What do the entries below say? Restate them word for word.
= = = = = = =
PR #385, opened 2018-07-26
Propagate params to interop, fetch from the client

lukebjerring:
# Description
Merge of #384 and #383 (with a small amount of clean-up).

# Testing
See auto-deployed enviroment.

### DIFF
--- a/webapp/interop_handler.go
+++ b/webapp/interop_handler.go
@@ -5,73 +5,30 @@
 package webapp
 
 import (
-	"encoding/json"
 	"net/http"
+	"net/url"
 
-	"github.com/web-platform-tests/results-analysis/metrics"
 	"github.com/web-platform-tests/wpt.fyi/shared"
-	"google.golang.org/appengine"
-	"google.golang.org/appengine/datastore"
 )
 
 // interopHandler handles the view of test results broken down by the
 // number of browsers for which the test passes.
 func interopHandler(w http.ResponseWriter, r *http.Request) {
-	ctx := appengine.NewContext(r)
-	passRateType := metrics.GetDatastoreKindName(metrics.PassRateMetadata{})
-	query := datastore.NewQuery(passRateType).Order("-StartTime").Limit(1)
-
-	filters, err := shared.ParseTestRunFilterParams(r)
+	sourceURL, _ := url.Parse("/api/interop")
+	f, err := shared.ParseTestRunFilterParams(r)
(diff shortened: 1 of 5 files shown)


Hexcles:
Is this PR just for testing the combined effect in the staging instance? In other words, shall I review this one or the two individual PRs?

lukebjerring:
Wellll... that's up to you. The two alone are more clear as to the moving pieces, but this is more complete, and is the end-state we'll wind up in either way. So if this is understandable, I'd go with this one.

webapp/interop_handler.go
```diff
@@ -5,73 +5,23 @@
...
 
 // interopHandler handles the view of test results broken down by the
 // number of browsers for which the test passes.
 func interopHandler(w http.ResponseWriter, r *http.Request) {
-	ctx := appengine.NewContext(r)
-	passRateType := metrics.GetDatastoreKindName(metrics.PassRateMetadata{})
-	query := datastore.NewQuery(passRateType).Order("-StartTime").Limit(1)
-
-	filters, err := shared.ParseTestRunFilterParams(r)
+	uiFilters, err := parseTestRunUIFilter(r)
```
Hexcles: This is great! I refactored this handler a while ago to use `ParseTestRunFilterParams` and was planning for a follow-up refactor to use `LoadTestRuns`. It didn't occur to me we could and should move the fetching to the client. This is much more concise and consistent with the results handler!

webdriver/webdriver.go
```diff
@@ -30,15 +30,41 @@ func GetWebDriver() (*selenium.Service, selenium.WebDriver, error) {
 	panic("Invalid --browser value specified")
 }
 
-func FindShadowElements(d selenium.WebDriver, e selenium.WebElement, selector string) ([]selenium.WebElement, error) {
-	i := []interface{}{e}
-	result, err := d.ExecuteScriptRaw(fmt.Sprintf("return arguments[0].shadowRoot.querySelectorAll('%s')", selector), i)
-	if err != nil {
-		panic(err.Error())
+func FindShadowElements(
```
Hexcles: I saw [your comment in the other PR](https://github.com/web-platform-tests/wpt.fyi/pull/384/files#r205461237). This is quite useful, but can we add a short comment to explain the arguments (especially whether the behaviour is similar to CSS selector `a b c` or `a > b > c`; if I read the code correctly, it's the former)?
= = = = = = =
[Answer to this exercise]
PR #385, opened 2018-07-26
Propagate params to interop, fetch from the client

lukebjerring:
# Description
Merge of #384 and #383 (with a small amount of clean-up).

# Testing
See auto-deployed enviroment.

### DIFF
--- a/webapp/interop_handler.go
+++ b/webapp/interop_handler.go
@@ -5,73 +5,30 @@
 package webapp
 
 import (
-	"encoding/json"
 	"net/http"
+	"net/url"
 
-	"github.com/web-platform-tests/results-analysis/metrics"
 	"github.com/web-platform-tests/wpt.fyi/shared"
-	"google.golang.org/appengine"
-	"google.golang.org/appengine/datastore"
 )
 
 // interopHandler handles the view of test results broken down by the
 // number of browsers for which the test passes.
 func interopHandler(w http.ResponseWriter, r *http.Request) {
-	ctx := appengine.NewContext(r)
-	passRateType := metrics.GetDatastoreKindName(metrics.PassRateMetadata{})
-	query := datastore.NewQuery(passRateType).Order("-StartTime").Limit(1)
-
-	filters, err := shared.ParseTestRunFilterParams(r)
+	sourceURL, _ := url.Parse("/api/interop")
+	f, err := shared.ParseTestRunFilterParams(r)
(diff shortened: 1 of 5 files shown)


Hexcles:
Is this PR just for testing the combined effect in the staging instance? In other words, shall I review this one or the two individual PRs?

lukebjerring:
Wellll... that's up to you. The two alone are more clear as to the moving pieces, but this is more complete, and is the end-state we'll wind up in either way. So if this is understandable, I'd go with this one.

webapp/interop_handler.go
```diff
@@ -5,73 +5,23 @@
...
 
 // interopHandler handles the view of test results broken down by the
 // number of browsers for which the test passes.
 func interopHandler(w http.ResponseWriter, r *http.Request) {
-	ctx := appengine.NewContext(r)
-	passRateType := metrics.GetDatastoreKindName(metrics.PassRateMetadata{})
-	query := datastore.NewQuery(passRateType).Order("-StartTime").Limit(1)
-
-	filters, err := shared.ParseTestRunFilterParams(r)
+	uiFilters, err := parseTestRunUIFilter(r)
```
Hexcles: This is great! I refactored this handler a while ago to use `ParseTestRunFilterParams` and was planning for a follow-up refactor to use `LoadTestRuns`. It didn't occur to me we could and should move the fetching to the client. This is much more concise and consistent with the results handler!

webdriver/webdriver.go
```diff
@@ -30,15 +30,41 @@ func GetWebDriver() (*selenium.Service, selenium.WebDriver, error) {
 	panic("Invalid --browser value specified")
 }
 
-func FindShadowElements(d selenium.WebDriver, e selenium.WebElement, selector string) ([]selenium.WebElement, error) {
-	i := []interface{}{e}
-	result, err := d.ExecuteScriptRaw(fmt.Sprintf("return arguments[0].shadowRoot.querySelectorAll('%s')", selector), i)
-	if err != nil {
-		panic(err.Error())
+func FindShadowElements(
```
Hexcles: I saw [your comment in the other PR](https://github.com/web-platform-tests/wpt.fyi/pull/384/files#r205461237). This is quite useful, but can we add a short comment to explain the arguments (especially whether the behaviour is similar to CSS selector `a b c` or `a > b > c`; if I read the code correctly, it's the former)?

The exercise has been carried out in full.